しかし、悠長にしていて、自軍が壊滅してしまっては意味がない。
「アスセーナ様、もうしばらくお忍び下さい」
「あの、何か敵軍、混乱してません?」
「どういうことだ。戦線が乱れているようだが」
「一部の領民兵が反抗したのでしょう。すぐに鎮圧して、良い見せしめになることでしょう」
しかし、伝令からは芳しい情報が入って来ず、最前列の乱れの継続、拡大の続報が幾度も伝えられる。
(アスセーナめ、何かしたな)
「すぐに、鎮圧されるでしょう。黒鍵傭兵団も向かわせました。もうしばらく、お待ち下さい」
「希望的観測はもう良い。現地に向かう」
ジーリョの言葉に周囲がどよめく。当然であろう、総大将を矢面に出すなんて、負け戦も同然のことである。
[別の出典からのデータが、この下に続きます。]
PR #270, opened 2026-06-05
feat(token_cache): allow programmatic access to the client token cache

vdice:
The goal here is to allow programmatic access to a client's token cache, specifically/only to `insert` a token into the cache for use with subsequent registry authentication.  An applicable scenario is for proxied OCI registries wherein a bearer token valid for a generic deployment environment can also be used to authenticate with the proxy layer for OCI push/pull operations, etc.  Hence, when a user has an auth token valid both for the deployment environment and registry proxy, this token can be added to this OCI client's cache and used for OCI operations.

The current approach to achieve the goal here in this PR is to update visibility of the token cache and allow calling `insert`.  Definitely open to adjusting approach if there is a preferred alternate that can still support scenarios above.

### DIFF
--- a/src/client.rs
+++ b/src/client.rs
@@ -277,7 +277,8 @@ pub struct Client {
     config: Arc<ClientConfig>,
     // Registry -> RegistryAuth
     auth_store: Arc<RwLock<HashMap<String, RegistryAuth>>>,
-    tokens: TokenCache,
+    /// Token cache for the client
+    pub tokens: TokenCache,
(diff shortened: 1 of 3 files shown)


bacongobbler (approved):
LGTM. The only methods `TokenCache` exposes are `insert`, `get`, and `parse_expiration_from_jwt`, so this seems safe to expose.

vdice:
Thanks @bacongobbler; merge when ready.

PR #272, opened 2026-06-16
push: avoid hashing each layer twice

vadika:
## What

`Client::push` hashes every layer's content **twice**:

1. once in `OciImageManifest::build` (`manifest.rs`), which computes
   `sha256_digest(&layer.data)` for each descriptor, and
2. again in the upload loop in `push` via `ImageLayer::sha256_digest()`
   (`sha256_digest` is not memoized — it re-hashes the whole `data` each call).

For a large layer that's a full redundant SHA-256 pass over the data.

This PR reuses the digests already present on the manifest descriptors (same
order as `layers`). If a caller supplies a manifest whose layer count doesn't
match `layers`, it falls back to per-layer hashing, so behaviour is unchanged.

## Why / measurements

Pushing a **1 GiB** blob to a local `registry:2` over loopback,
`use_monolithic_push: true`, 3 runs each (AMD Threadripper PRO 5955WX, SHA-NI):

| | throughput | push time |
|---|---:|---:|
| main (double hash) | ~163 MiB/s | 5.51 s |
| this PR (single hash) | **~332 MiB/s** | **3.08 s** |

**+90%**, ~2.43 s saved (one 1 GiB SHA-256 pass). The patched high-level
`Client::push` now matches the `oras` CLI (~336–341 MiB/s) on the same setup.

## Notes

- The remaining `layer.data.clone()` in the loop is a single copy forced by the
  by-reference `&[ImageLayer]` signature (the reqwest body needs owned/`'static`
  data); it is not redundant and is left as-is.
- Unit tests (`cargo test --lib`) pass; `cargo clippy --lib` clean.

### DIFF
--- a/src/client.rs
+++ b/src/client.rs
@@ -578,15 +578,27 @@ impl Client {
             None => OciImageManifest::build(layers, &config, None),
         };
 
-        // Upload layers
-        stream::iter(layers)
-            .map(|layer| {
+        // Upload layers.
+        //
+        // Reuse the per-layer digests already computed while building (or
+        // supplied with) the manifest, rather than hashing every layer a
+        // second time here. For large layers this avoids a full redundant
+        // SHA-256 pass over the data. When `build` produced the manifest its
+        // `layers` are in the same order as `layers`; if a caller supplied a
+        // manifest whose layer count does not match, fall back to hashing each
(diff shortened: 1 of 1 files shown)


flavio (approved):
nice improvement, thanks!

PR #273, opened 2026-06-18
feat(monostream): Monolithic stream push

slakkala:
Add a Client method push_blob_stream_monolithically() that does a monolithic push-then-put instead of sending the stream chunked in PATCHes.

In tests, the chunked push was roughly 50% slower for 500 Mbit/s link, and 100% slower for 1 Gbit/s link, making it much slower than the `oras-cli` tool.

### DIFF
--- a/src/client.rs
+++ b/src/client.rs
@@ -672,33 +672,39 @@ impl Client {
             .await
     }
 
-    /// Pushes a blob to the registry as a series of chunks from an input stream as monolithic
+    /// Pushes a blob to the registry from an input stream.
     ///
-    /// Returns the pullable location of the blob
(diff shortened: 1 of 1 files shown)


flavio:
@slakkala thanks for the contribution, I've made some small changes to your PR:

- unified stream blob push into push_blob_stream
- extended test suite
- avoid usage of `unwrap`

I'll merge the PR once the CI is done and green

flavio (approved):

slakkala:
>     * unified stream blob push into push_blob_stream

This was my initial design, but was hesitant to add the `Send + 'static` to the existing func.

>     * avoid usage of `unwrap`

Nice, those were pretty much just blind copy-pasta from the other monolithic push path.

PR #279, opened 2026-06-30
feat: implement chunked blob push without upfront digest calculation

### LINKED ISSUE #278: When pushing a blob stream, compute digest on demand
The current implementation of  `push_blob_stream ` requires specifying the digest up front. For streams that process bytes on demand, this digest can only be fully computed once the stream has been consumed. Therefore, I'd like to use something like this:

```rust
pub async fn push_blob_stream<T: Stream<Item = Result<bytes::Bytes>> + Send + 'static>(
        &self,
        image: &Reference,
        blob_data_stream: T,
        // blob_digest: &str, -- REMOVE
    ) -> Result<String> {
        let mut location = self.begin_push_chunked_session(image).await?;
        let mut range_start = 0;

        let mut blob_data_stream = pin!(blob_data_stream);

        while let Some(blob_data) = blob_data_stream.next().await {
            // compute hash
            let mut blob_data = blob_data?;
            while !blob_data.is_empty() {
                let chunk = blob_data.split_to(self.push_chunk_size.min(blob_data.len()));
                (location, range_start) = self
                    .push_chunk(&location, image, chunk, range_start)
                    .await?;
            }
        }
        let blob_digest = format!(..., hash) // NEW, compute digest on demand
        self.end_push_chunked_session(&location, image, blob_digest)
            .await
    }
``` 

My use case:

Download large files from a remote HTTP location, put each file into a separate oci layer and push a container image to registry. Since the files are large and are downloaded anyway, this would ideally skip local caching and connect the streams directly.

lehmanju:
Fixes #278 

Add another method that automatically computes the blob digest while it is streamed. This allows streaming a blob directly from another source without the need to completely buffer it locally.

There is probably some room for future refactoring, the old push_blob_stream method could be changed to only do monolithic pushing since now the logic is duplicated.

### DIFF
--- a/src/client.rs
+++ b/src/client.rs
@@ -78,6 +78,16 @@ pub struct PushResponse {
     pub manifest_url: String,
 }
 
+/// The data returned by [`Client::push_blob_stream_chunked`].
+pub struct PushBlobStreamChunkedResponse {
+    /// Pullable url for the uploaded blob.
+    pub blob_url: String,
+    /// Computed digest of the uploaded blob.
+    pub blob_digest: String,
+    /// Total uploaded blob size in bytes.
+    pub size: usize,
+}
+
 /// The data returned by a successful tags/list Request
 #[derive(Deserialize, Debug)]
 pub struct TagResponse {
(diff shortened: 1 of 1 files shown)


lehmanju:
actually, the computed digest should probably returned along with the upload url. that way it can be used when building a manifest

lehmanju:
OK, fixed it. I guess its ready for review, Ive used the API a lot in my local testing and didn't feel the need to change anything else.

lehmanju:
@flavio hey, did you have any chance to look at this yet?

flavio:
superseded by https://github.com/oras-project/rust-oci-client/pull/292

PR #282, opened 2026-07-15
feat: Enabled native-tls feature to use newly introduced json-webtoken-openssl as a cryptoprovider dependency.

### LINKED ISSUE #319: Align fully with Fedora crypto policies
https://github.com/trusted-execution-clusters/operator/blob/df17b032172001d6ec86c5f73af4a864851a47aa/tests/no_disallowed_crypto.rs#L27-L28

SpaceFace02:
native-tls feature should ideally use the platform specific tls instead of `rust-crypto`. For linux, its openssl. `jsonwebtoken-openssl` is a new crate which exposes this functionality for the linux platform.

This PR introduces the change to change the dependency of native-tls to this new crate.

In the production build, rust-oci-client uses jsonwebtoken's `dangerous::insecure_decode` method to parse expiration date from the jwt, which doesn't rely on a cryptobackend, but the dev dependencies include real crypto provider tests for verifying and encoding header, claims and key to a token.

### DIFF
--- a/Cargo.toml
+++ b/Cargo.toml
@@ -26,7 +26,7 @@ maintenance = { status = "actively-developed" }
 
 [features]
 default = ["rustls-tls", "test-registry"]
-native-tls = ["reqwest/native-tls", "jsonwebtoken/rust_crypto"]
+native-tls = ["reqwest/native-tls", "dep:jsonwebtoken-openssl"]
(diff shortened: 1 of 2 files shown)


SpaceFace02:
Hi, any update on this?

flavio:
superseded by https://github.com/oras-project/rust-oci-client/pull/286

「お、お待ち下さい。総大将は迂闊に動いてはなりません」
「ならば、お前が行くか?」
ジーリョの言葉で、臣下は周囲の他の臣下団の無言のプレッシャーを一身に浴びた。
お前が行け、と。
「わかりました。督戦隊の立て直しもあります故」
すまんな、とジーリョは心中で臣下に詫びた。